Author Kate Hennessy to Discuss Latest Book on Controversial Social Activist Day

In his September 2015 address to the U.S. Congress, Pope Francis included American journalist, controversial social activist, and Catholic convert Dorothy Day (1897–1980) in a short list of exemplary Americans, together with Abraham Lincoln, Martin Luther King Jr., and Thomas Merton. On Tuesday, November 7, at 6:00 p.m. at Georgian Court University, Day’s granddaughter Kate Hennessy will discuss her new book, Dorothy Day: The World Will Be Saved by Beauty, providing an intimate portrait of a woman who fought for the poorest of the poor. The discussion, which is part of Critical Concerns 2017, will take place in the Little Theatre on GCU’s Lakewood campus and is free and open to the public. A book signing will follow in the Sister Mary Joseph Cunningham Library.

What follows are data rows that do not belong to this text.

PR #419, opened 2018-10-05
 Add arc_to_cubic_beziers for Arcs. 

kleintom:
Note that I increased the step for cubic beziers to pi/2 from the pi/4 used in the quadratic case - I'm new to this so I'm not sure if that's appropriate or not (it's based on a comment at https://pomax.github.io/bezierinfo/#circles_cubic).

I'm attaching plots of the four test Arcs from arc.rs with their cubic approximations, plus a fifth with a larger sweep_angle
[graphs.pdf](https://github.com/nical/lyon/files/2450677/graphs.pdf)

### DIFF
--- a/geom/src/arc.rs
+++ b/geom/src/arc.rs
@@ -9,6 +9,7 @@ use generic_math::{Point, point, Vector, vector, Rotation2D, Transform2D, Angle,
 use segment::{Segment, FlattenedForEach, FlatteningStep, BoundingRect};
 use segment;
 use QuadraticBezierSegment;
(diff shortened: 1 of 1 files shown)


nical:
Splendid!

> Note that I increased the step for cubic beziers to pi/2 from the pi/4 used in the quadratic case

Yes that's appropriate, cubic béziers are able to fairly closely approximate a quarter of an ellipse.
At a glance the code looks good, I'll give it a closer look before tomorrow.

Thanks a lot!

PR #420, opened 2018-10-05
Update Cargo.lock for svg_render's name change.

kleintom:
Each time I build cargo makes this update - looks like it got missed in #417?


nical:
Ah yes indeed, thanks!

PR #421, opened 2018-10-05
lyon_geom version 0.12.2.

nical:
Publish the new arc to cubic bézier conversion added in #419.


nical:
https://crates.io/crates/lyon_geom/0.12.2

PR #600, opened 2020-08-04
Use shields.io instead of meritbadge

nasso:
meritbadge.herokuapp.com doesn't use https and redirects to img.shields.io anyway. shields.io already offers support for Rust crate version fetching from crates.io: switching to shields.io gets rid of the "Connection not secure" warning that shows up on docs.rs in some browsers.


nical:
Alright, thanks!

PR #605, opened 2020-09-13
 Adding euclid_mint feature flag to enable euclid/mint

halzy:
Euclid has a feature called 'mint', this PR enables the feature flag piping to use that `euclid` feature.


nical:
Hi, thanks for this PR. Can't this be achieved outside of lyon by just having the crate that uses lyob add a dependency to euclid with the mint feature enabled?

halzy:
Oh, that's a great idea. I'll try it out.

halzy:
Ok, that works. Thank you! (closing PR)

Issue #611, opened 2020-12-12
Remove .clone() on a type that supports copy.


martinfrances107:
There is one clippy check -- that I repeatedly find leads to performance improvements.

It does not always follow .. it really depends on the situation.. but I find it useful enough that I always remove that clippy warning as standard.

There are 2 places where we call 

a.clone() 

when 'a' supports copy

I am about to push a PR.

As a general discussion point ..

I would be willing to put the time into clear all clippy warnings. Is that something the project as a whole would welcome?

PR #612, opened 2020-12-12
#611 Remove .clone() on a type that supports copy

martinfrances107:
This clears all  clippy warnings of this type in the project.


nical:
Thanks!

Issue #615, opened 2020-12-13
Clippy: Redundant field names


martinfrances107:
This is a minor code tidy 

```
let bar: u8 = 123;

struct Foo {
    bar: u8,
}

let foo = Foo { bar: bar };

```

bar:bar can be simplified. here is the clippy warning.

[redundant field names ](https://rust-lang.github.io/rust-clippy/master/index.html#redundant_field_names)

I am about to push a PR.

PR #616, opened 2020-12-13
#615 Removed redundant field names

martinfrances107:
As described in the issue 
#615 
`let foo = Foo { bar: bar };`
bar:bar is redundant.


nical:
Thanks!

Kate Hennessy is a writer and the youngest of Dorothy Day’s nine grandchildren. Her work has been included in Best American Travel Writing, and she is the editor of Dorothy Day and the Catholic Worker: The Miracle of Our Continuance (2016), in collaboration with the photographer Vivian Cherry. In Dorothy Day: The World Will Be Saved by Beauty (2017), Ms. Hennessy provides a frank and reflective, heartfelt and humorous portrayal of her grandmother as it unfolds against a backdrop of New York City from the 1910s to the 1980s and world events spanning from World War I to Vietnam. While tenderly rendered, this account will show her as driven to do good but dogmatic, loving but judgmental, in particular with regards to her only daughter, Tamar.
Dorothy Day: An Unusual Candidate for Sainthood
In the 1930s, Day worked closely with fellow activist Peter Maurin to establish the Catholic Worker Movement, a pacifist movement that combines direct aid for the poor and homeless with nonviolent direct action on their behalf. She practiced civil disobedience, which led several arrests, including one in 1973 at the age of 75. Day was also an active journalist, and described her social activism in her writings. She co-founded the Catholic Worker newspaper in 1933 and served as its editor until her death in 1980.
Day wrote about her conversion to Catholicism in her 1952 autobiography, The Long Loneliness, and Pope Benedict XVI used her story as an example of how to “journey towards faith in . . . a secularized environment.” Despite her earlier bohemian lifestyle, the Church has opened the cause for Day’s possible canonization, which was accepted by the Holy See for investigation in 2000, allowing her to be called a “Servant of God.”